Required work: Output range, inclusive: from the line containing "PR #2247, opened 2024-11-12" to the line containing "I would prefer". Restate those lines from the data below word for word and only those.

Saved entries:

Content starts

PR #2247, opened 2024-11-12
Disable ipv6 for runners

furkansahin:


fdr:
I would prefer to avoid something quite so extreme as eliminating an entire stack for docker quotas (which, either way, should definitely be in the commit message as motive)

Content ends
Content starts

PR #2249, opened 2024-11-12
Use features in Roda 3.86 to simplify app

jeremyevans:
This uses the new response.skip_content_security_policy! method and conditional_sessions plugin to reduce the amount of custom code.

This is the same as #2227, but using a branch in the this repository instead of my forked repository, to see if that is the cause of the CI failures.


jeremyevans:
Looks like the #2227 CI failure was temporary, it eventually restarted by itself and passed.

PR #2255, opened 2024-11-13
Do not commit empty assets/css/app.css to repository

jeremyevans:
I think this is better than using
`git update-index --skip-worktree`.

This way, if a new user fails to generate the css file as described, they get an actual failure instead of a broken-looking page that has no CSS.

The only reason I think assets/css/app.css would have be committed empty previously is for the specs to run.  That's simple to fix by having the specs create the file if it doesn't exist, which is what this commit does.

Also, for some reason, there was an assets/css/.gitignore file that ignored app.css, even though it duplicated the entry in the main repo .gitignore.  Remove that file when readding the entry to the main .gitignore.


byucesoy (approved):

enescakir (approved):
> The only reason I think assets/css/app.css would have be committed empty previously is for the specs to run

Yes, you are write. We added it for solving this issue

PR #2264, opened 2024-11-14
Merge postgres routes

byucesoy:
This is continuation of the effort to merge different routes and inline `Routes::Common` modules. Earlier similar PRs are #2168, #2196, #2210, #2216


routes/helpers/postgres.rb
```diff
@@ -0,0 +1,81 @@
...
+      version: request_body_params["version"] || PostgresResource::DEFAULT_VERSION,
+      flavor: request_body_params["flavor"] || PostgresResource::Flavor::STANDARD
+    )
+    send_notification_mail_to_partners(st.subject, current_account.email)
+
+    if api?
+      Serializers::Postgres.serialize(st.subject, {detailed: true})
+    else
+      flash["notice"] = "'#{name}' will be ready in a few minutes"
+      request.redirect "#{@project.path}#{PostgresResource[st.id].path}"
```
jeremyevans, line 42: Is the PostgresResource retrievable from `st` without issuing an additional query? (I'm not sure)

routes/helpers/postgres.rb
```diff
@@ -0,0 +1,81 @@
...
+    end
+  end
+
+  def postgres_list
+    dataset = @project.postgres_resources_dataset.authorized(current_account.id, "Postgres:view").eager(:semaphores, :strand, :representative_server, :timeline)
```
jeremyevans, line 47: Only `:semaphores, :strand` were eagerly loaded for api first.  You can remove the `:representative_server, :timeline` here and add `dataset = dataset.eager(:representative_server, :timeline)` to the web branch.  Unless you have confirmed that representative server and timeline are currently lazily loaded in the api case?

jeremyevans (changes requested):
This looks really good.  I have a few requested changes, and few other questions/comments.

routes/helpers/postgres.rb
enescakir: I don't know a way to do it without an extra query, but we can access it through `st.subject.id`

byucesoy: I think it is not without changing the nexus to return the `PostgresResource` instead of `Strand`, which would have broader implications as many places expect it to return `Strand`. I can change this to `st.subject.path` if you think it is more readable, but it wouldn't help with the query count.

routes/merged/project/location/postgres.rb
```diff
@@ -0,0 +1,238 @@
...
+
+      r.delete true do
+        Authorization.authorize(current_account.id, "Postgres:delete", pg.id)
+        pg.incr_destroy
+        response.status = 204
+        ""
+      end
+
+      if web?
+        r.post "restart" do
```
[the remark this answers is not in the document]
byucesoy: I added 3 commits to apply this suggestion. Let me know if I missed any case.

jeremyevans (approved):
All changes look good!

Content ends

Response to this task:
PR #2247, opened 2024-11-12
Disable ipv6 for runners

furkansahin:


fdr:
I would prefer to avoid something quite so extreme as eliminating an entire stack for docker quotas (which, either way, should definitely be in the commit message as motive)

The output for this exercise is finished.